══ SUPPLIED INFORMATION ══

PR #88, opened 2020-12-08
#176029266 update visitation for vendor

tobieeniafe:
#### What does this PR do?
Update visitation schedule for vendor

Update visitation schedule for vendor

`POST /api/v1/visitation/schedule`

#176029266

### DIFF
--- a/server/controllers/visitation.controllers.js
+++ b/server/controllers/visitation.controllers.js
@@ -3,25 +3,23 @@ import EMAIL_CONTENT from '../../mailer';
 import { sendMail } from '../services/mailer.service';
 import httpStatus from '../helpers/httpStatus';
 
-const BALLERS_EMAIL = process.env.BALLERS_EMAIL || 'dev@highrachy.com';
-
 const VisitationController = {
   book(req, res, next) {
     const booking = req.locals;
     const { user } = req;
     scheduleVisitation({ ...booking, userId: user._id })
-      .then((schedule) => {
+      .then(({ newSchedule, vendorEmail }) => {
         const contentBottom = `
-          <strong> Name: </strong>: ${schedule.visitorName}<br /> 
-          <strong> Phone: </strong> ${schedule.visitorPhone}<br />
+          <strong> Name: </strong>: ${newSchedule.visitorName}<br /> 
+          <strong> Phone: </strong> ${newSchedule.visitorPhone}<br />
           <strong> Email: </strong> ${
-            schedule.visitorEmail ? schedule.visitorEmail : 'No email provided'
+            newSchedule.visitorEmail ? newSchedule.visitorEmail : 'No email provided'
           } <br />
         `;
-        sendMail(EMAIL_CONTENT.SCHEDULE_VISIT, { email: BALLERS_EMAIL }, { contentBottom });
+        sendMail(EMAIL_CONTENT.SCHEDULE_VISIT, { email: vendorEmail }, { contentBottom });
         res
           .status(httpStatus.CREATED)
-          .json({ success: true, message: 'Visit scheduled successfully', schedule });
+          .json({ success: true, message: 'Visit scheduled successfully', schedule: newSchedule });
       })
       .catch((error) => next(error));
   },
--- a/server/controllers/visitation.controllers.js
+++ b/server/controllers/visitation.controllers.js
@@ -25,16 +25,11 @@ const VisitationController = {
   },
 
   getAll(req, res, next) {
+    const { page, limit } = req.query;
     const { user } = req;
-    getAllVisitations(user)
-      .then((schedules) => {
-        if (schedules.length > 0) {
-          res.status(httpStatus.OK).json({ success: true, schedules });
-        } else {
-          res
-            .status(httpStatus.NOT_FOUND)
-            .json({ success: false, message: 'No schedules available', schedules });
-        }
+    getAllVisitations(user, page, limit)
+      .then(({ result, pagination }) => {
+        res.status(httpStatus.OK).json({ success: true, pagination, result });
       })
       .catch((error) => next(error));
   },
--- a/server/controllers/visitation.controllers.js
+++ b/server/controllers/visitation.controllers.js
@@ -10,7 +10,7 @@ const VisitationController = {
     scheduleVisitation({ ...booking, userId: user._id })
       .then(({ schedule, vendor }) => {
         const contentBottom = `
-          <strong> Name: </strong>: ${schedule.visitorName}<br /> 
+          <strong> Name: </strong>: ${schedule.visitorName}<br />
           <strong> Phone: </strong> ${schedule.visitorPhone}<br />
           <strong> Email: </strong> ${
             schedule.visitorEmail ? schedule.visitorEmail : 'No email provided'
--- a/server/controllers/visitation.controllers.js
+++ b/server/controllers/visitation.controllers.js
@@ -8,7 +8,7 @@ const VisitationController = {
     const booking = req.locals;
     const { user } = req;
     scheduleVisitation({ ...booking, userId: user._id })
-      .then(({ schedule, vendorEmail }) => {
+      .then(({ schedule, vendor }) => {
         const contentBottom = `
           <strong> Name: </strong>: ${schedule.visitorName}<br /> 
           <strong> Phone: </strong> ${schedule.visitorPhone}<br />
@@ -16,7 +16,7 @@ const VisitationController = {
             schedule.visitorEmail ? schedule.visitorEmail : 'No email provided'
           } <br />
         `;
-        sendMail(EMAIL_CONTENT.SCHEDULE_VISIT, { email: vendorEmail }, { contentBottom });
+        sendMail(EMAIL_CONTENT.SCHEDULE_VISIT, vendor, { contentBottom });
         res
           .status(httpStatus.CREATED)
           .json({ success: true, message: 'Visit scheduled successfully', schedule });
@@ -25,15 +25,15 @@ const VisitationController = {
   },
 
   getAll(req, res, next) {
-    const userId = req.user._id;
-    getAllVisitations(userId)
+    const { user } = req;
+    getAllVisitations(user)
       .then((schedules) => {
         if (schedules.length > 0) {
           res.status(httpStatus.OK).json({ success: true, schedules });
         } else {
           res
             .status(httpStatus.NOT_FOUND)
-            .json({ success: false, message: 'No schedules available' });
+            .json({ success: false, message: 'No schedules available', schedules });
         }
       })
       .catch((error) => next(error));
--- a/server/controllers/visitation.controllers.js
+++ b/server/controllers/visitation.controllers.js
@@ -8,25 +8,33 @@ const VisitationController = {
     const booking = req.locals;
     const { user } = req;
     scheduleVisitation({ ...booking, userId: user._id })
-      .then(({ newSchedule, vendorEmail }) => {
+      .then(({ schedule, vendorEmail }) => {
         const contentBottom = `
-          <strong> Name: </strong>: ${newSchedule.visitorName}<br /> 
-          <strong> Phone: </strong> ${newSchedule.visitorPhone}<br />
+          <strong> Name: </strong>: ${schedule.visitorName}<br /> 
+          <strong> Phone: </strong> ${schedule.visitorPhone}<br />
           <strong> Email: </strong> ${
-            newSchedule.visitorEmail ? newSchedule.visitorEmail : 'No email provided'
+            schedule.visitorEmail ? schedule.visitorEmail : 'No email provided'
           } <br />
         `;
         sendMail(EMAIL_CONTENT.SCHEDULE_VISIT, { email: vendorEmail }, { contentBottom });
         res
           .status(httpStatus.CREATED)
-          .json({ success: true, message: 'Visit scheduled successfully', schedule: newSchedule });
+          .json({ success: true, message: 'Visit scheduled successfully', schedule });
       })
       .catch((error) => next(error));
   },
+
   getAll(req, res, next) {
-    getAllVisitations()
+    const userId = req.user._id;
+    getAllVisitations(userId)
       .then((schedules) => {
-        res.status(httpStatus.OK).json({ success: true, schedules });
+        if (schedules.length > 0) {
+          res.status(httpStatus.OK).json({ success: true, schedules });
+        } else {
+          res
+            .status(httpStatus.NOT_FOUND)
+            .json({ success: false, message: 'No schedules available' });
+        }
       })
       .catch((error) => next(error));
   },
--- a/server/services/visitation.service.js
+++ b/server/services/visitation.service.js
@@ -20,7 +20,7 @@ export const scheduleVisitation = async (schedule) => {
 
     try {
       const newSchedule = await new Visitation({ ...schedule, vendorId: property.addedBy }).save();
-      return { schedule: newSchedule, vendorEmail: vendor.email };
+      return { schedule: newSchedule, vendor };
     } catch (error) {
       throw new ErrorHandler(httpStatus.BAD_REQUEST, 'Error scheduling visit', error);
     }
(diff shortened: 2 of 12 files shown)


server/services/visitation.service.js
```diff
@@ -2,15 +2,21 @@ import Visitation from '../models/visitation.model';
...
+
   if (property) {
+    const vendor = await getUserById(property.addedBy).catch((error) => {
+      throw new ErrorHandler(httpStatus.INTERNAL_SERVER_ERROR, 'Internal Server Error', error);
+    });
+
     try {
       const newSchedule = await new Visitation(schedule).save();
-      return newSchedule;
+      return { newSchedule, vendorEmail: vendor.email };
```
andela-hpopoola, line 19: Nice changes here. Even though it doesn't really matter here because the number of changes you made is not too much, it might be better to leave this as schedule to avoid making those changes.

```suggestion
      return { schedule: newSchedule, vendorEmail: vendor.email };
```

server/controllers/visitation.controllers.js
```diff
@@ -3,25 +3,23 @@ import EMAIL_CONTENT from '../../mailer';
...
-          <strong> Phone: </strong> ${schedule.visitorPhone}<br />
+          <strong> Name: </strong>: ${newSchedule.visitorName}<br /> 
+          <strong> Phone: </strong> ${newSchedule.visitorPhone}<br />
           <strong> Email: </strong> ${
-            schedule.visitorEmail ? schedule.visitorEmail : 'No email provided'
+            newSchedule.visitorEmail ? newSchedule.visitorEmail : 'No email provided'
           } <br />
         `;
-        sendMail(EMAIL_CONTENT.SCHEDULE_VISIT, { email: BALLERS_EMAIL }, { contentBottom });
+        sendMail(EMAIL_CONTENT.SCHEDULE_VISIT, { email: vendorEmail }, { contentBottom });
```
andela-hpopoola, line 19: We need to update the test in the controller file to be sure from `admin` user to a vendor. 

https://github.com/Highrachy/ballers-api/blob/b5cc8e0b234de242ff5f90eaa0467758c9d84fec/test/controllers/visitation.controller.test.js#L32

Also for each of our mail tests, we want to ensure that we send the right mail and to the right email. So it is important to add a test like this line to the test too so that we can test the content being sent and the email it is sending it to.

https://github.com/Highrachy/ballers-api/blob/b5cc8e0b234de242ff5f90eaa0467758c9d84fec/test/controllers/user.controller.test.js#L69

andela-hpopoola (changes requested):
Thank you for working on this. This looks good but I am most concerned about updating the `visitation.controller.test.js` to ensure we test for vendor and also ensure we test the mail we are sending out. Thank you.

test/controllers/visitation.controller.test.js
```diff
@@ -269,50 +293,97 @@ describe('Visitation Controller', () => {
...
+          request()
+            .get('/api/v1/visitation/all')
+            .set('authorization', vendorToken)
+            .end((err, res) => {
+              expect(res).to.have.status(200);
+              expect(res.body.success).to.be.eql(true);
+              expect(res.body).to.have.property('schedules');
+              expect(res.body.schedules.length).to.be.eql(1);
+              expect(testVendorPropertyId.equals(res.body.schedules[0].propertyId)).to.be.eql(true);
+              expect(userId.equals(res.body.schedules[0].userId)).to.be.eql(true);
```
andela-hpopoola, line 374: To make this test more logical, this should test that the `vendorId` is equal to this VendorId Testing that it is true will not catch the bug if the test is returning the wrong Vendor property.

server/controllers/visitation.controllers.js
```diff
@@ -3,32 +3,38 @@ import EMAIL_CONTENT from '../../mailer';
...
+      .then(({ schedule, vendorEmail }) => {
         const contentBottom = `
           <strong> Name: </strong>: ${schedule.visitorName}<br /> 
           <strong> Phone: </strong> ${schedule.visitorPhone}<br />
           <strong> Email: </strong> ${
             schedule.visitorEmail ? schedule.visitorEmail : 'No email provided'
           } <br />
         `;
-        sendMail(EMAIL_CONTENT.SCHEDULE_VISIT, { email: BALLERS_EMAIL }, { contentBottom });
+        sendMail(EMAIL_CONTENT.SCHEDULE_VISIT, { email: vendorEmail }, { contentBottom });
```
andela-hpopoola, line 19: Nice thinking here. However, we want the mail to also retrieve the company name, so we might need to add the vendor company name here so that it can work as expected. 

https://github.com/Highrachy/ballers-api/blob/76129cd26df03c27bc2518302c3965ecd7de6cbb/server/services/mailer.service.js#L64

I didn't test it though, you can start by passing the whole vendor Object where vendor stands for all the user information.

```suggestion
        sendMail(EMAIL_CONTENT.SCHEDULE_VISIT, vendor, { contentBottom });
```

server/controllers/visitation.controllers.js
```diff
@@ -3,32 +3,38 @@ import EMAIL_CONTENT from '../../mailer';
...
+    const userId = req.user._id;
+    getAllVisitations(userId)
       .then((schedules) => {
-        res.status(httpStatus.OK).json({ success: true, schedules });
+        if (schedules.length > 0) {
+          res.status(httpStatus.OK).json({ success: true, schedules });
+        } else {
+          res
+            .status(httpStatus.NOT_FOUND)
+            .json({ success: false, message: 'No schedules available' });
```
andela-hpopoola, line 36: Even though the schedules array is empty, we need to add it here so that it can be consistent with line 32 and so that we can also test that it is 0.

```suggestion
            .json({ success: false, message: 'No schedules available', schedules });
```

server/services/visitation.service.js
```diff
@@ -19,14 +29,38 @@ export const scheduleVisitation = async (schedule) => {
...
+export const getAllVisitations = async (userId) => {
+  let schedules;
+
+  const user = await getUserById(userId).catch((error) => {
+    throw new ErrorHandler(httpStatus.INTERNAL_SERVER_ERROR, 'Internal Server Error', error);
+  });
+
+  if (user.role === USER_ROLE.VENDOR) {
+    schedules = await Visitation.aggregate([
+      { $match: { vendorId: ObjectId(userId) } },
```
andela-hpopoola, line 41: Since this is the only difference between the 2 queries, we can use 1 query instead of splitting them off, and add the $match if it is a vendor that is making the request.

server/controllers/visitation.controllers.js
```diff
@@ -3,32 +3,38 @@ import EMAIL_CONTENT from '../../mailer';
...
         res
           .status(httpStatus.CREATED)
           .json({ success: true, message: 'Visit scheduled successfully', schedule });
       })
       .catch((error) => next(error));
   },
+
   getAll(req, res, next) {
-    getAllVisitations()
+    const userId = req.user._id;
```
andela-hpopoola, line 28: We can send the whole user object instead of getting the `_id` only here.
```suggestion
    const { user } = req;
```

server/services/visitation.service.js
```diff
@@ -19,14 +29,38 @@ export const scheduleVisitation = async (schedule) => {
...
-    {
-      $lookup: {
-        from: 'properties',
-        localField: 'propertyId',
-        foreignField: '_id',
-        as: 'propertyInfo',
+export const getAllVisitations = async (userId) => {
+  let schedules;
+
+  const user = await getUserById(userId).catch((error) => {
```
andela-hpopoola, line 35: I dont think this is necessary, I think we should already have the user object defined in the `req` variable in the controller, we can pass that here instead of making an additional request.

test/controllers/visitation.controller.test.js
```diff
@@ -19,31 +19,48 @@ const sandbox = sinon.createSandbox();
...
+  _id: demoPropertyId,
+  addedBy: vendorId,
+  updatedBy: vendorId,
+});
 
 describe('Visitation Controller', () => {
   beforeEach(async () => {
     userToken = await addUser(user);
     adminToken = await addUser(admin);
+    vendorToken = await addUser(vendor);
```
andela-hpopoola, line 46: Can we add another vendor here again and test that each vendor is getting their own content. This is necessary because we want to ensure that each of the vendors get their own information only. Using one vendor for the test might not catch this, so it is better to add 2 vendors and test that the information returned is for the right vendor.

Feel free to use a loop or a function to make the test easier.

test/controllers/visitation.controller.test.js
```diff
@@ -53,9 +70,16 @@ describe('Visitation Controller', () => {
             expect(res.body.success).to.be.eql(true);
             expect(res.body.message).to.be.eql('Visit scheduled successfully');
             expect(res.body).to.have.property('schedule');
-            expect(propId.equals(res.body.schedule.propertyId)).to.be.eql(true);
+            expect(demoPropertyId.equals(res.body.schedule.propertyId)).to.be.eql(true);
```
andela-hpopoola, line 73: Can we update this to a more readable format, 🙏 

```suggestion
            expect(demoPropertyId.toString()).to.be.eql(res.body.schedule.propertyId.toString());
```

test/controllers/visitation.controller.test.js
```diff
@@ -53,9 +70,16 @@ describe('Visitation Controller', () => {
...
             expect(sendMailStub.callCount).to.eq(1);
-            expect(sendMailStub).to.have.be.calledWith(EMAIL_CONTENT.SCHEDULE_VISIT);
+            expect(sendMailStub).to.have.be.calledWith();
```
andela-hpopoola, line 75: Not sure why this line passed but this is not necessary.

test/controllers/visitation.controller.test.js
```diff
@@ -269,50 +293,97 @@ describe('Visitation Controller', () => {
...
+        await scheduleVisitation(bookingForAdmin);
+        await scheduleVisitation(bookingForVendor);
       });
 
-      context('with a valid token & id', () => {
-        beforeEach(async () => {
-          await scheduleVisitation(booking);
-        });
-        it('returns successful payload', (done) => {
+      context('when an admin token is used', () => {
```
andela-hpopoola, line 333: Lets add 3 scheduled visitations, 
1. for admin
2. for vendor1
3. for vendor2

Lets write tests to ensure that 3 is returned for admin, vendor1 and vendor2 returns just 1 scheduled visits and the id matches their property.

test/services/visitation.service.test.js
```diff
@@ -121,19 +129,32 @@ describe('Visitation Service', () => {
...
 
     beforeEach(async () => {
+      await addUser(user);
+      await addUser(vendor);
       await Property.create(property);
       await scheduleVisitation(validBooking);
       await scheduleVisitation(validBooking);
     });
 
     context('when schedule added is valid', () => {
```
andela-hpopoola, line 155: We can use a loop here to make the tests available for an admin and a vendor. This is optional though (to save time) as we already have tests for this in the controller.

andela-hpopoola (changes requested):
Thank you for making the changes. We are almost there, I left a couple of comments to ensure we get the implementation right. I am sure that once we get this right, other endpoints will be easier to implement for you. Thank you and Nice work.

test/controllers/visitation.controller.test.js
tobieeniafe: you suggested this format a while back tho

server/services/visitation.service.js
tobieeniafe: couldn't find a solution for this. suggestions?

server/services/visitation.service.js
```diff
@@ -19,14 +29,34 @@ export const scheduleVisitation = async (schedule) => {
...
 
-export const getAllVisitations = async () =>
-  Visitation.aggregate([
-    {
-      $lookup: {
-        from: 'properties',
-        localField: 'propertyId',
-        foreignField: '_id',
-        as: 'propertyInfo',
+export const getAllVisitations = async (user) => {
```
andela-hpopoola, line 32: I thought I left a comment on ensuring that we use just one options for the vendor and admin. This should work:

```js
export const getAllVisitations = async (user) => {
  const scheduleOptions = [
    {
      $lookup: {
        from: 'properties',
        localField: 'propertyId',
        foreignField: '_id',
        as: 'propertyInfo',
      },
    },
  ];

  if (user.role === USER_ROLE.VENDOR) {
    scheduleOptions.push({ $match: { vendorId: ObjectId(user._id) } });
  }

  const schedules = await Visitation.aggregate(scheduleOptions);

  return schedules;
};
```

test/controllers/visitation.controller.test.js
```diff
@@ -269,50 +289,134 @@ describe('Visitation Controller', () => {
...
+    const bookingForVendor = VisitationFactory.build({ propertyId: testVendorPropertyId, userId });
+    const bookingForVendor2 = VisitationFactory.build({ propertyId: vendor2PropertyId, userId });
 
     context('when no schedule exists', () => {
       it('returns not found', (done) => {
         request()
           .get('/api/v1/visitation/all')
           .set('authorization', adminToken)
           .end((err, res) => {
-            expect(res).to.have.status(200);
```
andela-hpopoola, line 280: Can we revert the tests here, please? I prefer we use 404 when an individual item is not found not when no visitation present in the database. If no visitation is not in the database, we can assume that the request is successful and doesn't require an error message. However, if we are trying to get a single visitation and it is not found, we should use 404 for that.

This is the pattern we adopted for this project. Changing it now would force us to change for other endpoints which will be time-consuming. Consistency matters a lot when developing APIs, so let's try to ensure we are consistent for all implementation. 

Lets revert this, please.

test/controllers/visitation.controller.test.js
```diff
@@ -19,31 +19,51 @@ const sandbox = sinon.createSandbox();
 
 let userToken;
 let adminToken;
+let vendorToken;
+let vendor2Token;
 
-const user = UserFactory.build({ role: USER_ROLE.USER, activated: true });
+const userId = mongoose.Types.ObjectId();
+const user = UserFactory.build({ _id: userId, role: USER_ROLE.USER, activated: true });
```
andela-hpopoola, line 26: Instead of defining the userId and user factory generation separately, you can define the userId within the user factory by using the option we defined in the factory:

https://github.com/Highrachy/ballers-api/blob/a502bdb3b690501378058ff9f9e49e0dcc6c9446/test/factories/user.factory.js#L7

Here is an example of where it is used
https://github.com/Highrachy/ballers-api/blob/a502bdb3b690501378058ff9f9e49e0dcc6c9446/test/controllers/property.controller.test.js#L1717

In places you need the Id, you could as well get them by using `vendor._id` or `user._id` depending on the name of the factory.

test/controllers/visitation.controller.test.js
```diff
@@ -269,50 +289,134 @@ describe('Visitation Controller', () => {
   });
 
   describe('Get all visitations', () => {
-    const booking = VisitationFactory.build({ propertyId: propId, userId: adminId });
+    const testAdminPropertyId = mongoose.Types.ObjectId();
+    const testAdminProperty = PropertyFactory.build({
```
andela-hpopoola, line 293: Can we remove the testAdminProperty? This is to prevent the test from failing in the future. When using the application, the admin should be unable to add properties but should only be able to view all the visitations.

test/controllers/visitation.controller.test.js
```diff
@@ -269,50 +289,134 @@ describe('Visitation Controller', () => {
...
+              );
+              expect(res.body.schedules[0].propertyInfo[0].description).to.be.eql(
+                testVendorProperty.description,
+              );
+              done();
+            });
+        });
+      });
+
+      context('when an vendor token is used', () => {
```
andela-hpopoola, line 400:
```suggestion
      context('when another vendor token is used', () => {
```

andela-hpopoola (changes requested):
Thank you for your hard work on this. I left more comments to ensure we get this totally right.

Also, we need to add pagination to the `all` endpoint. Anytime we are working with any `all` endpoint, it makes sense to add pagination to it.



Can we substitute the test on line 439 
```
      context('when admin token is not available', () => {
```
for the `itReturnsAnErrorForInvalidToken` helper test and ensure we test for an admin and a single vendor.

Also, Line 456 and Line 470 can be substituted too with the right helper test.

tobieeniafe:
@andela-hpopoola is there anything left to complete on this PR? so we can merge and proceed

andela-hpopoola (approved):
Apologies, I have forgotten that I need to approve this. I have fixed the test typo so feel free to merge anytime you want.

═══

### EXERCISE INSTRUCTIONS:
Which of the lines above hold the string "mongoose"? Copy each one.

### FINAL ANSWER:
+const userId = mongoose.Types.ObjectId();
+    const testAdminPropertyId = mongoose.Types.ObjectId();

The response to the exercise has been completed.